Scabies is transferred when fertilised female mites gnaw their way through the skin and create little passage ways in the process. In these passage ways, they lay their eggs and die. Approximately three weeks later the eggs hatch and a new generation of itch mites are ready to reproduce. It will also take about three weeks from the time of infection before the itch starts. It will make the victim scratch the skin day and night and can cause bleeding. Scabies is highly contagious - if you have close contact with a person infested with the scabies mite, your chances of catching it are fairly high. Crowded living conditions, close body contact - for instance, sleeping in the same bed - even holding hands for a while, can easily allow the mite to spread from one person to another.

The mite burrows into the skin, especially around the hands, feet, male genitalia, women's nipples and arm pits. It does not usually affect the neck and head, although it may in infants.

The itching is due to an allergic reaction to the tiny mites, and is associated with a rash of red, raised spots. The itch is worse at night, and may often affect more than one family member.

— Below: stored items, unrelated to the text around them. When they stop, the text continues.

PR #1756, opened 2024-07-24
Propagate read-only flag from sycl_usm_array_interface in asarray

oleksandr-pavlyk:
Change to `dpt.asarray` to take read-only flag value from ``__sycl_usm_array_interface__`` into account.

```IPython
In [1]: import dpctl, dpctl.utils as du, dpctl.tensor as dpt, dpnp

In [2]: x = dpt.linspace(100, 0, num=101, dtype="f8")

In [3]: x.flags["W"] = False

In [4]: y = dpnp.asarray(x)

In [5]: z = dpt.asarray(y)

In [6]: z.flags
Out[6]:
  C_CONTIGUOUS : True
  F_CONTIGUOUS : True
  WRITABLE : False
```

### DIFF
--- a/dpctl/tensor/_ctors.py
+++ b/dpctl/tensor/_ctors.py
@@ -203,7 +203,7 @@ def _usm_ndarray_from_suai(obj):
         strides=sua_iface.get("strides", None),
     )
     _data_field = sua_iface["data"]
-    if isinstance(_data_field, tuple) and len(_data_field) == 2:
+    if isinstance(_data_field, tuple) and len(_data_field) > 1:
         ro_field = _data_field[1]
     else:
         ro_field = False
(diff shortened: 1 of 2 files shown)


dpctl/tensor/_ctors.py
```diff
@@ -202,6 +202,13 @@ def _usm_ndarray_from_suai(obj):
         buffer=membuf,
         strides=sua_iface.get("strides", None),
     )
+    _data_field = sua_iface["data"]
+    if isinstance(_data_field, tuple) and len(_data_field) == 2:
```
antonwolfy, line 206: Should be the comparison relaxed to be prepared for the future possible changes where the length of data field might be increased and some additional information added to the end?
```suggestion
    if isinstance(_data_field, tuple) and len(_data_field) > 1:
```
Since it is only important to protect against out-of-boundary access, it is sufficient that `len(_data_field) > 1`.

antonwolfy (approved):
All dpnp tests pass with that change. And no more review comments from me.
Thank you @oleksandr-pavlyk

antonwolfy (approved):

If only one member of the family has a rash a diagnosis can often be missed as the scabie rash can look like other itchy conditions eg eczema. Diagnosis is often made clearer if more than one family member has an itchy rash. Sometimes burrows can be seen, especially near to the wrists.

The treatment for scabies is simple and efficient. The medication can be bought without a prescription.

Permethrin. Is one of the best treatments to use in view of its relative safety, ease of application, and as it tends not to irritate the skin. A one-time application of permethrin (Nix®) cream or lotion to the skin cures scabies over 90% of the time. Sometimes a second application will be needed after a week. The whole body has to be cleaned (with warm water, not hot) and covered with the cream. Clean clothes should be put on during treatment - 12 to 14 hours - and then again after the cream has been washed off.
Benzyl benzoate emulsion. This is washed off after twenty four hours, and repeated two or three times. In infants or young children it is wise to dilute in two or three times as much water, as this helps reduce skin irritation.
Derbac. This is washed off after twenty four hours and should be repeated 7-10 days later.
When treating the problem the whole household and people that come in contact with the infected person should be treated at the same time and all beding, towels and clothing that has been worn should be washed immediately. If your child gets infected with scabies there is no reason why you should keep him/her off school once you have treated the problem. The mites die as soon as treated and can not be passed on. But you should let the schoool know that your child has scabies as soon as the diagnosis has been made.

Get special instructions from your doctor or pharmacist about how much cream infants or young children need. A small amount of permethrin can be absorbed through the skin, and might come out in breast milk. If you're pregnant or nursing, talk to your doctor about an alternative treatment.